3D Printed ‘Hydrocyclones’ Tackling Nuisance Microplastics in Drinking Water


A group of researchers based in China and the United States have developed 3D-printed “hydrocyclones” with the potential to remove the vast majority of harmful microplastics that end up in drinking water reservoirs.

Using metal 3D printing, engineers were able to customize their cyclone separator so that it could capture polymer particles of all shapes and sizes. Given that the device has already shown over 80% efficiency in filtering out microplastics of 20µm or larger, the team says it could soon be used to do this on a large scale and take up what is now a challenge. “major challenge” in water treatment. .

Plastic waste washed up on a beach. Image via Soren Funk, Unsplash.

A “contaminant of emerging concern”

According to the researchers, microplastics, or polymer fragments between one and five micrometers in size, are rapidly becoming a “contaminant of emerging concern” among water management agencies. Whether they are “primary” microplastics from things like skincare products, or those considered “secondary” because they come from larger objects, both have the properties to last in the environment.

As a result, these tiny plastic particles are increasingly eaten by wildlife, raising concerns that humans are therefore starting to consume them as well. Although there is currently no definitive research to prove how microplastics affect human health, some studies have warned of their potential to cause cell death and allergic reactions, hence the calls to filter them out more stronger.

Doing so, however, is another matter, as water harvesting technologies tend to be designed to remove other, better understood contaminants. While previous approaches to tackling microplastics, involving induced clumping and gravitational filtration, have been tested, the researchers point out that they are not used, due to their “low removal efficiency and cost high energy”.

The prototypes of mini-hydrocyclones printed in 3D by the researchers.  Image via Northeast Petroleum University et al.
The prototypes of mini-hydrocyclones printed in 3D by the researchers. Image via Northeast Petroleum University et al.

Bulk filter microplastics

To develop an alternative water treatment process, the team drew inspiration from hydrocyclones used in processes for separating food, chemical and plastic waste. Given their speed, cost-effectiveness, and load capacity, these devices represent a promising candidate for microplastic removal. So the team looked to build on their design by making them smaller and 3D printing them.

By fabricating a “mini-hydrocyclone” through additive manufacturing, engineers speculated that they could produce a device with stronger micro-scale capabilities and, by using stainless steel to do so, give it the ability to separate polymers of varying densities.

Putting this concept into practice, the team 3D printed two different models: one to filter out large microplastics and one for those that are broken down into smaller particles. These devices were then deployed to remove nylon and low-density polyethylene (those commonly found in untreated water) from the samples, with the concentration of each measured before and after mini-hydrocyclone treatment.

Interestingly, by serially feeding microplastics through their prototypes, the researchers found they were able to improve their chances of removing multiple polymers, without increasing the feed pressure. In doing so, the team has therefore developed a way to increase efficiency that does not require more energy to achieve, although they admit that their devices always perform better when filtering out single contaminants.

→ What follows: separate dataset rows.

Issue #3510, opened 2017-12-11
System.Globalization.Invariant from config.json is not passed to coreclr


janvorli:
## Steps to reproduce
In corefx repo, set `MicrosoftNETCoreDotNetHostPackageVersion` and `MicrosoftNETCoreDotNetHostPolicyPackageVersion` in `dependencies.props` to a recent version of the dotnet host package, e.g. 2.1.0-preview1-26007-02. 
Then e.g on Linux, run `./build.sh -tests`

## Expected  behavior
Test runs completes ok

## Actual behavior
Invariant.Tests fail due to the globalization not being set to invariant.

janvorli:
CC: @steveharter - it seems it was broken by your change https://github.com/dotnet/core-setup/pull/3460

PR #3512, opened 2017-12-12
Fix issue with not passing configProperties to CLR

steveharter:
The "configProperties" section of the runtimeconfig.json was not being passed to the CLR. This broke a couple weeks ago due to https://github.com/dotnet/core-setup/pull/3460

The fix is to move 2 LOC so that the keys and values are properly initialized.

A test was also modified to ensure the trace output lists an expected CLR variable, along with 'override' support for a higher-level runtimeconfig.json. However, the external fluentAssertions test dependency had an issue with a `=` being searched for in the new test (`"Property TestProperty = AppValue"`), so the core-setup test extensions (CommandResultAssertions.cs ) were modified to pass variables instead of literals to fluentAssertions which took care of the `=` issue.

Fixes https://github.com/dotnet/core-setup/issues/3510

### DIFF
--- a/src/test/TestUtils/Assertions/CommandResultAssertions.cs
+++ b/src/test/TestUtils/Assertions/CommandResultAssertions.cs
@@ -21,114 +21,115 @@ namespace Microsoft.DotNet.CoreSetup.Test
         public AndConstraint<CommandResultAssertions> ExitWith(int expectedExitCode)
         {
             Execute.Assertion.ForCondition(_commandResult.ExitCode == expectedExitCode)
-                .FailWith(AppendDiagnosticsTo($"Expected command to exit with {expectedExitCode} but it did not."));
+                .FailWith("Expected command to exit with {0} but it did not.{1}", expectedExitCode, GetDiagnosticsInfo());
             return new AndConstraint<CommandResultAssertions>(this);
         }
 
         public AndConstraint<CommandResultAssertions> Pass()
         {
             Execute.Assertion.ForCondition(_commandResult.ExitCode == 0)
-                .FailWith(AppendDiagnosticsTo($"Expected command to pass but it did not."));
+                .FailWith("Expected command to pass but it did not.{0}", GetDiagnosticsInfo());
             return new AndConstraint<CommandResultAssertions>(this);
         }
 
         public AndConstraint<CommandResultAssertions> Fail()
         {
             Execute.Assertion.ForCondition(_commandResult.ExitCode != 0)
-                .FailWith(AppendDiagnosticsTo($"Expected command to fail but it did not."));
+                .FailWith("Expected command to fail but it did not.{0}", GetDiagnosticsInfo());
             return new AndConstraint<CommandResultAssertions>(this);
         }
 
         public AndConstraint<CommandResultAssertions> HaveStdOut()
         {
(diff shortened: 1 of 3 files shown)


Petermarcu:
LGTM

src/test/TestUtils/Assertions/CommandResultAssertions.cs
```diff
@@ -21,114 +21,115 @@ public CommandResultAssertions(CommandResult commandResult)
...
-            _commandResult.StdOut.Should().Contain($"Project {skippedProject} ({frameworkFullName}) was previously compiled. Skipping compilation.");
+            _commandResult.StdOut.Should().Contain("Project {0} ({1}) was previously compiled. Skipping compilation.", skippedProject, frameworkFullName);
 
             return new AndConstraint<CommandResultAssertions>(this);
         }
 
         public AndConstraint<CommandResultAssertions> HaveCompiledProject(string compiledProject, string frameworkFullName)
         {
-            _commandResult.StdOut.Should().Contain($"Project {compiledProject} ({frameworkFullName}) will be compiled");
+            _commandResult.StdOut.Should().Contain($"Project {0} ({1}) will be compiled", compiledProject, frameworkFullName);
```
eerhardt: Why did you remove the string interpolation?  In general it is easier to read and maintain than using `{0}`.

src/test/TestUtils/Assertions/CommandResultAssertions.cs
```diff
@@ -21,114 +21,115 @@ public CommandResultAssertions(CommandResult commandResult)
...
         {
             Execute.Assertion.ForCondition(string.IsNullOrEmpty(_commandResult.StdErr))
-                .FailWith(AppendDiagnosticsTo("Expected command to not output to stderr but it was not:"));
+                .FailWith("Expected command to not output to stderr but it was not:{0}", GetDiagnosticsInfo());
             return new AndConstraint<CommandResultAssertions>(this);
         }
 
-        private string AppendDiagnosticsTo(string s)
+
+        private string GetDiagnosticsInfo()
```
eerhardt: I'm not sure this pattern is better.  Having to add `{0}` to the end of each string above seems unnecessary.

Why was this changed?

steveharter: Because the fluentassetions library didn't like the `=` in the literal error message. It basically ended up throwing a exception coming from String.Format().

Fixing this also explains why certain (unexpected) failures would not show the stdout information (throwing the String.Format exception), making it difficult to determine the cause -- the stdout contains some literal values that ended up throwing an exception.

src/test/TestUtils/Assertions/CommandResultAssertions.cs
steveharter: See below

src/test/TestUtils/Assertions/CommandResultAssertions.cs
steveharter: fwiw it's possible there was something in stdout and not the test string's `=` that was causing the issue (both were previously concat'd into one string literal); I didn't debug the issue to that level. Fluent assertions has its own expansion logic, so I believe it was getting tripped up by special characters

Since, by their nature, treatment plants treat water with varying impurities, engineers say that in the future, more study is needed on the impact these might have on the efficiency of their device. That being said, the team says that their mini-hydrocyclones, with a removal rate of 92% nylon and 70% polyethylene, could still be used on a large scale in the future, in waste treatment facilities. industrial and local wastewater.

“3D printing allows the design of a mini hydrocyclone (MHC) to be highly customized to meet user needs,” the team adds in their paper. “One-step and two-step MHC experiments have proven effective. CMHs have the potential to effectively remove microplastic contamination from water sources while reducing energy costs, carbon footprint and maintenance requirements.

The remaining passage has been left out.